Posted by Jonathan Kawohl – 1. March 2018

The US juridiction is negotiating if national cloud providers with customers in Europe must give stored data to the government in case of an investigation. A verdict is expected in June, with far-reaching consequences for European data protection. Users should therefore rely early on solutions where maximum security is part of the standard – and not has to be booked as an option.

The US Supreme Court is faced with a landmark ruling that touches no less than the foundations of European data protection. The so-called “New York Search Warrant Case” is currently in the process of negotiating whether Microsoft should hand over personal data to U. S. government agencies located in data centers within the EU (in this case Ireland). A negative outcome of the proceedings would have the potential to trigger massive legal uncertainty for the data protection of European companies. A broad alliance of tech companies, industry associations and EU parliamentarians is already warning against an end to the “Internet as we know it”.

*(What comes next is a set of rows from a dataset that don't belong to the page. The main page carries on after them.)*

PR #753, opened 2022-10-09
fix @ CVE-2021-3801

mik-patient:
## Descriptions
Prism is a syntax highlighting library. The prismjs package is vulnerable to ReDoS (regular expression denial of service). An attacker that is able to provide a crafted HTML comment as input may cause an application to consume an excessive amount of CPU.

CVE-2021-3801
`CVSS:3.1/AV:N/AC:L/PR:N/UI:R/S:U/C:N/I:N/A:H`
GHSA-hqhp-5p83-hx96


AlekseyManetov:
We will update `prismjs` package into our package.json. Changing it into yarn.lock will be overwritten after the new packages installation.

PR #754, opened 2022-10-09
fix @ CVE-2022-29078

mik-patient:
## Description 
The ejs (aka Embedded JavaScript templates) package 3.1.6 for Node.js allows server-side template injection in settings[view options][outputFunctionName]. This is parsed as an internal option, and overwrites the outputFunctionName option with an arbitrary OS command (which is executed upon template compilation).

CVE-2022-29078
`CVSS:3.1/AV:N/AC:L/PR:N/UI:N/S:U/C:H/I:H/A:H`
GHSA-phwq-j96m-2c2q


AlekseyManetov:
We will update `ejs` package into our package.json. Changing it into `yarn.lock` will be overwritten after the new packages installation. Thanks.

PR #858, opened 2022-12-06
Feature/add delay for dropdown open close

RomSribn:
- add open and close delay to the dropdown;
- display delayed dropdowns at the documents page;
- auto generate code files for delayed dropdowns.

### DIFF
--- a/app/src/docs/examples/dropdown/CloseOpenDelayModifiers.example.tsx
+++ b/app/src/docs/examples/dropdown/CloseOpenDelayModifiers.example.tsx
@@ -1,7 +1,7 @@
 import React from 'react';
 import { Dropdown, DropdownBodyProps } from '@epam/uui-components';
 import { Button, Text, FlexRow, DropdownContainer, FlexCell } from '@epam/promo';
-import * as css from './HandleStateExample.scss';
+import css from './HandleStateExample.scss';
 import { Avatar, IDropdownToggler } from '@epam/uui';
 
 export default function CloseOpenDelayModifiersExample() {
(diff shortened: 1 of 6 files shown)


app/src/docs/examples/dropdown/CloseOpenDelayModifiers.example.tsx
```diff
@@ -0,0 +1,169 @@
+import React from 'react';
+import { Dropdown, DropdownBodyProps } from '@epam/uui-components';
+import { Button, Text, FlexRow, DropdownContainer, FlexCell } from '@epam/promo';
+import * as css from './HandleStateExample.scss';
```
siarheiyelin, line 4: could you please use default export instead? named exports will be disabled soon.
`import css from './HandleStateExample.scss'`

app/src/docs/examples/dropdown/CloseOpenDelayModifiers.example.tsx
```diff
@@ -0,0 +1,169 @@
...
+                <Dropdown
+                    renderBody={ (props) => renderDropdownBody(props) }
+                    renderTarget={ (props: IDropdownToggler) => <Button caption="Hover to open (open delay)" { ...props } /> }
+                    openOnHover={ true }
+                    openDelay={ 500 }
+                    closeOnMouseLeave='toggler'
+                />
+            </FlexRow>
+            <FlexRow vPadding='12' spacing='12' >
+                <Dropdown
```
siarheiyelin, line 76: it seems like all 3 elements are identical. Not a big deal, but I would propose to render it like this to avoid code dublication:
```

{
Array(3).fill(null).map((e, i) => (
            <Dropdown key={ i }  renderBody={ (props) => renderDropdownBody(props) }
                renderTarget={ (props: IDropdownToggler) => <Button caption="Hover to open (open delay)" { ...props } /> }
                openOnHover={ true } openDelay={ 500 } closeOnMouseLeave='toggler'
            />
        ))
}

```

uui-components/src/overlays/Dropdown.tsx
```diff
@@ -127,11 +131,16 @@ export class Dropdown extends React.Component<DropdownProps, DropdownState> {
...
     private handleMouseEnter = (e: Event) => {
-        this.handleOpenedChange(true);
+        this.setOpenDropdownTimer();
     }
 
     private handleMouseLeave = (e: MouseEvent) => {
-        this.handleOpenedChange(false);
+        if (this.props.openDelay && !this.props.closeDelay) {
+            this.handleOpenedChange(false);
+            this.clearOpenDropdownTimer();
```
siarheiyelin, line 140: It seems "clearOpenDropdownTimer" should be always executed without conditions, because "open" timer is always set on mouse hover (even if the delay = 0, it's still asynchronous and not executed immediately). I.e. I would rewrite it like this:

```
private handleMouseLeave = (e: MouseEvent) => {
    this.clearOpenDropdownTimer();
    if (!this.props.closeDelay) {
        this.handleOpenedChange(false);
    } else {
        this.setCloseDropdownTimer();
    }
}
```

uui-components/src/overlays/Dropdown.tsx
```diff
@@ -63,6 +66,7 @@ export class Dropdown extends React.Component<DropdownProps, DropdownState> {
         opened: this.props.value || false,
         bodyBoundingRect: { y: null, x: null, height: null, width: null },
         closeDropdownTimerId: null,
+        openDropdownTimerId: null,
```
siarheiyelin, line 69: I think it's a good idea not to set openDropdownTimerId to components state and move it to instance variable instaed. So that: 
- we avoid unnecessary re-renders when timer id is changed
- we avoid potential issues with because setState is asynchronous and the changes are not applied immediately.

```
private openDropdownTimerId: NodeJS.Timeout = null;

```

app/src/docs/examples/dropdown/CloseOpenDelayModifiers.example.tsx
```diff
@@ -0,0 +1,57 @@
...
+                    openOnHover={ true }
+                    openDelay={ 500 }
+                    closeOnMouseLeave='toggler'
+                />
+            </FlexRow>
+    );
+
+    return (
+        <div>
+            { Array(6).fill(null).map((e, i) => <DropdownTextRow />) }
```
siarheiyelin, line 54: key is missing: `<DropdownTextRow key={i} />)`

siarheiyelin (approved):

PR #873, opened 2022-12-10
Add `rel` property to `ICanRedirect` interface

### LINKED ISSUE #857: [DropdownMenuButton] There is no way to add `rel` attribute
## Now
We have a security issue:
Using target without correctly setting the "rel" attribute, or disassociating the new window from its parent, is an unsafe way of opening a new window. 

## To Do
How to avoid it:

  * Do not set the "target" attribute (with any value) for links created by users unless required.
  * If required, when using the "target" attribute, also set the "rel" attribute as “noopener noreferrer”:
      + “noopener” for Chrome and Opera
      + “noreferrer” for Firefox and old browsers

## Describe the solution you'd like (optional)

I suggest to add rel property to `ICanRedirect` interface

svikhristyuk:
Closes #857

### DIFF
--- a/uui-core/src/types/props.ts
+++ b/uui-core/src/types/props.ts
@@ -45,6 +45,9 @@ export interface ICanRedirect {
 
     /** Controls where the link should be opened */
     target?: '_blank';
+
+    /** Defines the relationship between a linked resource and the current document */
+    rel?: string;
 }
 
 /** Component can be disabled */


AlekseyManetov:
It's not enough to add `rel` property only for interface, we also need to provide it on link nodes inside components. I will close this PR and we will add `rel` attribute by default for all links with target: '_blank' in feature release

PR #885, opened 2022-12-20
[Draft]Feature/tooltips examples rework

dzevakov:
- tooltips examples rework
- added delay property, to display the tooltip with a delay
- maxWidth property, to set max width of the tooltip


epam-promo/components/overlays/Tooltip.scss
```diff
@@ -7,7 +7,6 @@
         font-size: 14px;
         font-family: $font-sans;
         box-shadow: 0 1px 4px 0 rgba(44, 47, 60, 0.05), 0 2px 18px 0 rgba(44, 47, 60, 0.03);
-        max-width: 300px;
```
siarheiyelin, line 10: It seems, the same change needs to be applied to "loveship" skin as well: loveship/components/overlays/Tooltip.scss

siarheiyelin (approved):

epam-promo/components/overlays/Tooltip.scss
dzevakov: Thank you for your attention) Fixed

PR #899, opened 2022-12-23
[Avatar]: handle error on loading image and shows stub

Svetzayats:
For what: improve Avatar component, add handling of errors. 

Current behaviour: if there is incorrect path in Avatar (not undefined) -> Avatar shows broken image, not stub. 
After improvement: if there is incorrect path in Avatar -> Avatar shows stub. 

In case when developer pass rawProps with his own handler for onError -> we don't show stub, handling of error on developer side.

### DIFF
--- a/epam-promo/components/widgets/__tests__/Avatar.test.tsx
+++ b/epam-promo/components/widgets/__tests__/Avatar.test.tsx
@@ -1,6 +1,7 @@
 import React from 'react';
 import { Avatar } from '../Avatar';
 import renderer from 'react-test-renderer';
+import {render, screen, fireEvent} from '@testing-library/react'
 
 describe('Avatar', () => {
     it('should be rendered correctly', () => {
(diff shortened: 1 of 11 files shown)


epam-promo/components/widgets/__tests__/Avatar.test.tsx
```diff
@@ -25,6 +26,40 @@ describe('Avatar', () => {
             />)
             .toJSON();
         expect(tree).toMatchSnapshot();
+
+    });
```
AlekseyManetov, line 30: Please move this tests to uui-components package, because this logic implements there. In skins we normally have only snapshots, but component logic we tests in that package we it implemented.

uui-components/src/widgets/Avatar.tsx
```diff
@@ -20,15 +20,23 @@ export interface AvatarProps extends IHasCX, IHasRawProps<React.ImgHTMLAttribute
 }
 
 const AvatarComponent = (props: AvatarProps, ref: React.ForwardedRef<HTMLImageElement>) => {
+    const [errorMode, setErrorMode] = React.useState<boolean>(false);
```
AlekseyManetov, line 23: rename to [isError, setIsError]

AlekseyManetov (changes requested):

Svetzayats:
Fixed comments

Is the alarmism justified? The judgment is expected in the summer and, at present, supporters and opponents are still in the phase of appeals and reminders, but the debate has the potential to make the year 2018 – in which, as we all know, the new EU-GDPR will also come – the year of European data protection.

One thing can already be determined: The attempts by both foreign and domestic governmental organisations to obtain stored data in their own and other jurisdictions are a constant topic, which regularly and reliably appears on the agenda in bilateral agreements, court rulings or intelligence scandals.

Can data protection still be guaranteed?

Especially for US Cloud service providers, software or tech companies this means constant pressure to justify their data protection in front of a public audience. Companies such as Google, Amazon, Salesforce, Dropbox or, in this specific case, Microsoft must prove that they not only respect the data protection legislation in every country in which they operate, but also defend it with the utmost effort.

The paths of the competitors are very different. While Amazon relies on local data centers and optional encryption, for example, and – somewhat heroically – emphasizes that it wants to “spread German data protection into the world”, Microsoft favours alliances with local companies that act as “data trustee”. Since the data from abroad is not vulnerable here, this model, combined with a cloud infrastructure where the data is always under your own control, is the most secure solution to date. In Germany, Microsoft offers this service in cooperation with Deutsche Telekom (“Deutschland-Cloud”). This would have the advantage in this specific case that Microsoft would not be able to release data for which it would be requested by the US government, since the company itself has no access to it. However, the Germany Cloud is an optional extra service that causes additional costs.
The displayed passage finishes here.